[Source records]
>>>>
PR #3776, opened 2016-09-08
Schwabe/cpack osx

schwabe:
Overhaul the packing of OpenTX on OS X. It is not perfect but it works on my development machine and is working at all (the 2.1 stuff breaks in horrible ways on my machine).

Some of the changes could also benefit other platforms but I did test/port them.


bsongis:
@kilrah I let you test and merge, ok?

kilrah:
Yep, can't build here but the result looks fine to me! Maybe just rename the app to "OpenTX Companion 2.2" instead of just companion to avoid replacing older versions

schwabe:
@kilrah what errors are you getting? And what QT version are you using to build.

bsongis:
@kilrah would you merge this one?

kilrah:
Was just waiting for the rename. 
@schwabe I don't have a build setup at all on my mac at this point

schwabe:
@kilrah I have to figure how to the rename. Just renaming the target does not work since " " and . are not allowed. Have to figure how to rename in cmake right.

kilrah:
Hmm well if it's complicated at least have it called "companion22" like on linux... it's just so that users don't overwrite any existing 2.1 version they might have.

schwabe:
I looked into compiling for older OS X versions. This can be theorectically done by setting ``-D CMAKE_OSX_DEPLOYMENT_TARGET="10.8"``. However, this also adds the os x version flags to the firmware compilation. 

Inquering in the #cmake irc gave me reason: Cmake does not support diferent toolchains in the same source tree build and therefore that setup is broken. The /right/ way is to have two different cmake project and add the second one via "ExternalProject_Add".

For compiling for older OS X version we need to compile only OS X targets in a seperate step.

bsongis:
I trust you :)

PR #3800, opened 2016-09-14
3djc/faster local commit tests

3djc:
Allow passing desired core usage for commit-tests (speed up local execution)
Usage:
commit-tests.sh -j=8
or
commit-tests.sh --jobs=8

Passing no arguments defaults to two cores used

On an i7@3.7Ghz : 2 cores : 13m14secs
with 8 cores : 8m11secs

### DIFF
--- a/tools/commit-tests.sh
+++ b/tools/commit-tests.sh
@@ -5,12 +5,16 @@ CORES=2
 for i in "$@"
 do
 case $i in
-    -c=*|--cores=*)
+    -j=*|--jobs=*)
       CORES="${i#*=}"
       shift
       ;;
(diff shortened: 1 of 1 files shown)


schwabe:
Looks good. Two nitpickings

I would prefer -j8 instead of -c8.
${foo} is nicer in scripts than $foo

3djc:
If you can find me a long (--) version starting with 'j' and making sense, you got it

schwabe:
--jobs? :)

3djc:
Yeah, never liked it in make hence my resistance, but you know what they say, resistance is futile !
<<<<
◆ AIM OF THE TASK ◆
Your answer must be the count of lines in the data that contain "build", with no added words.

◆ YOUR RESPONSE ◆
4